The observations of significant differences between preoperative and postoperative IOPs in history of vitrectomy and long eye axis groups might be due to many cases of vitreous cavity and downward deviation in these groups, whereas many cases of aphakia and no deviation might result in no significant IOP change in PE or trouble in surgery groups. After excluding the cases with overlapping of predisposing factors, the decreases of postoperative IOP in history of vitrectomy or long eye axis groups are not remarkable due to the small sample sizes. The cases with history of trauma showed significant differences in IOP before and after surgery, and most of the cases had lens dislocations in various directions (not necessarily aphakia or no deviation). These results support the idea that the presence of intraocular residues influences the increase in IOP.
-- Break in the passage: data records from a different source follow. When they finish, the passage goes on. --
PR #3203, opened 2021-03-12
Change default headers when authority uses oidc protocol mode

dopsonbr:
Not all OAuth providers support non-standard headers on CORS requests. This change removes the non-standard headers when the authority is configured in OIDC protocol mode. The AAD behavior is unchanged. 

Another way to implement this would be to make the pre-flight OPTIONS check to the authority and inspect the `Access-Control-Allow-Headers` response. Then set the default headers based on that. I'm open to implementing this in a different way or another way that allows library consumers to override the default headers.

### DIFF
--- a/lib/msal-common/src/client/BaseClient.ts
+++ b/lib/msal-common/src/client/BaseClient.ts
@@ -3,19 +3,20 @@
  * Licensed under the MIT License.
  */
 
-import { ClientConfiguration, buildClientConfiguration, CommonClientConfiguration } from "../config/ClientConfiguration";
-import { INetworkModule } from "../network/INetworkModule";
-import { NetworkManager, NetworkResponse } from "../network/NetworkManager";
-import { ICrypto } from "../crypto/ICrypto";
-import { Authority } from "../authority/Authority";
-import { Logger } from "../logger/Logger";
-import { AADServerParamKeys, Constants, HeaderNames } from "../utils/Constants";
-import { ServerAuthorizationTokenResponse } from "../response/ServerAuthorizationTokenResponse";
-import { CacheManager } from "../cache/CacheManager";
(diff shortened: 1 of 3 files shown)


dopsonbr:
Is there a project formatter I can run? I didn't see one and didn't mean to change the formatting of the imports

jasonnutter:
> Is there a project formatter I can run? I didn't see one and didn't mean to change the formatting of the imports

If you run `npm install` in the root, you can run linting as defined in the root `package.json` for each lib.

jasonnutter:
Thanks for the PR! We'll take a look.

> Another way to implement this would be to make the pre-flight OPTIONS check to the authority and inspect the Access-Control-Allow-Headers response. Then set the default headers based on that. I'm open to implementing this in a different way or another way that allows library consumers to override the default headers.

We're actually looking at removing the need for the OPTIONS request, so that approach will likely not be feasable.

Also, please run `npm run beachball:change` from the root of the repo and follow the prompts.

tnorling:
@dopsonbr There are potentially use cases where these headers should be sent with the OIDC protocol mode (like going to login.live.com directly instead of going through the login.microsoftonline.com/common endpoint) One way you can override the default headers today is to implement your own Network Client and pass it into the `PublicClientApplication` constructor using [this param](https://github.com/AzureAD/microsoft-authentication-library-for-js/blob/dev/lib/msal-browser/src/config/Configuration.ts#L72). This will give you full control over the headers that are sent on network requests.

And as @jasonnutter said, we are planning to remove the OPTIONS request as soon as some server changes are completed to support it. The PR for that is #3094

tnorling:
Closing as we'll be removing the OPTIONS request soon and there's a workaround until then.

We were able to examine eye drop score in about 70% of the cases in this study, and in almost all cases eye drop score was zero both preoperatively and postoperatively. We believe that the influence of eye drop score is not so strong.
It should be noted that IOL intrascleral fixation does not lower IOP; rather, patients who require IOL intrascleral fixation are likely to have elevated IOP for some background reasons, and intrascleral fixation is not recommended for lowering IOP. The effectiveness of combined treatments such as IOL fixation plus the implantation of the Ahmed glaucoma drainage device has also been reported for treating ocular hypertension in conjunction with IOL fixation.24 Trauma-induced ocular hypertension has also been investigated through various mechanisms.25 When deciding on a surgical procedure, it is necessary to carefully examine whether surgery improves symptoms.
The limitations of this study are as follows. First, the day after surgery, IOP was measured in the ward with GAT; however, in the outpatient setting, GAT and NCT were mixed and were not measured by a single examiner. However, GAT and NCT are thought to be correlated.26,27 Second, long-term changes and the development of complications were not included in this study. In many cases, patients referred for IOL intrascleral fixation were then referred back to the original institution relatively early after surgery; therefore, long-term follow-up was not available.